My process is creating as outcome multiple parquet files. In my specific case 64 as the number of final partitions. Single file is around ~400MB divided by 3 row groups of ~128MB each one. If I look at single file, every row group has own stats min/max which is well distributed per column. For example, given a long
column that has for one file (part-00000-*):
- group 1 - min:102 max: 9992
- group 2 - min:9994 max: 21990
- group 3 - min:22098 max: 35764
and the same column on the next file (part-00001-*) with similar distribution
- group 1 - min:99 max: 9882
- group 2 - min:9980 max: 21979
- group 3 - min:22018 max: 32764
for a total of 2 files. What I need is having a distribution like
part-00000-*:
- group 1 - min:99 max: 8662
- group 2 - min:8994 max: 13986
- group 3 - min:14333 max: 19845
part-00001-*
- group 1 - min:19877 max: 25621
- group 2 - min:25654 max: 30091
- group 3 - min:31094 max: 35764
How can I get that when writing files in PySpark? I know I can simply sort by df.orderBy('longColumn')

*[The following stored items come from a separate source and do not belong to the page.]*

PR #2636, opened 2022-10-16
Install Python bindings along with VAST

dominiklohmann:
This changes our CMake to install the Python bindings if Poetry is available at configure-time.


Dockerfile
```diff
@@ -48,6 +50,7 @@ RUN echo 'deb http://deb.debian.org/debian bullseye-backports main' \
       ./apache-arrow-apt-source-latest-$(lsb_release --codename --short).deb && \
     apt-get update && \
     apt-get -y --no-install-recommends install libarrow-dev=9.0.0-1 libprotobuf-dev libparquet-dev=9.0.0-1 && \
+    python3 -m pip install --upgrade poetry && \
```
rdettai, line 53: we should validate that there is no conflict with the Poetry installed in https://github.com/tenzir/vast/pull/2625

dominiklohmann:
I've marked this as blocked; we agreed earlier in the team to only make this change _after_ the 2.4 release.

Dockerfile
dominiklohmann: I verified this locally.

tobim:
If I run this locally I get the python stuff installed in `lib` and but `libvast.so` & co in `lib64`.
Also, adding the installation path to the PYTHONPATH is not enough to get `import vast` to work:
```
$ PYTHONPATH=$PW
D/lib/python3.10/site-packages:$PYTHONPATH python
Python 3.10.8 (main, Oct 11 2022, 11:35:05) [GCC 11.3.0] on linux
Type "help", "copyright", "credits" or "license" for more information.
>>> import stix2
>>> import vast
Traceback (most recent call last):
  File "<stdin>", line 1, in <module>
ModuleNotFoundError: No module named 'vast'
```
I believe that is because the `vast` library is actually not installed:
```
$ ls -1 lib/python3.10/site-packages/
...
stix2/
stix2-3.0.1.dist-info/
stix2patterns/
stix2_patterns-2.0.0.dist-info/
urllib3/
urllib3-1.26.13.dist-info/
vast-2.4.1.dist-info/
```

dominiklohmann:
> If I run this locally I get the python stuff installed in `lib` and but `libvast.so` & co in `lib64`.

I fixed a change that should align this. Can you run your test again?

CMakeLists.txt
```diff
@@ -891,6 +891,63 @@ install(
...
+    CODE "
+    file(REMOVE_RECURSE \"\${CMAKE_INSTALL_PREFIX}/${CMAKE_INSTALL_DATADIR}/vast/python\")
+    file(MAKE_DIRECTORY \"\${CMAKE_INSTALL_PREFIX}/${CMAKE_INSTALL_DATADIR}/vast/python\")
+    file(
+      COPY \"${CMAKE_CURRENT_SOURCE_DIR}/python/\"
+      DESTINATION \"\${CMAKE_INSTALL_PREFIX}/${CMAKE_INSTALL_DATADIR}/vast/python\")
+    execute_process(
+      COMMAND \"${POETRY_PATH}\" build --no-interaction --format=wheel
+      WORKING_DIRECTORY \"\${CMAKE_INSTALL_PREFIX}/${CMAKE_INSTALL_DATADIR}/vast/python\"
+      COMMAND_ERROR_IS_FATAL ANY)
```
tobim, line 937: I think we should put this into the build tree / do it as part of the build.
It can also be shortened to
```
      COMMAND \"${POETRY_PATH}\" build --no-interaction --format=wheel --output=\"${CMAKE_CURRENT_BUILD_DIR}/python\"
```
once https://github.com/python-poetry/poetry/pull/7208/files is merged an released.

tobim:
The `lib` ,location is actually correct, see https://serverfault.com/a/88739.
The other thing seems still wrong, `import vast` doesn't work.

tobim (approved):
I can confirm that all dependencies are installed in the correct place.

but that affects performance too much so I am looking for an alternative.
Assuming more or less uniform distribution of values within your longColumn
, perhaps a repartitionByRange
followed by sortWithinPartitions
would be a better strategy.
df.
repartitionByRange(64,"longColumn").
sortWithinPartitions("longColumn",ascending=True).
write.parquet("myFile.parquet")
This way, you'll avoid collecting and sorting the whole dataframe on one executor.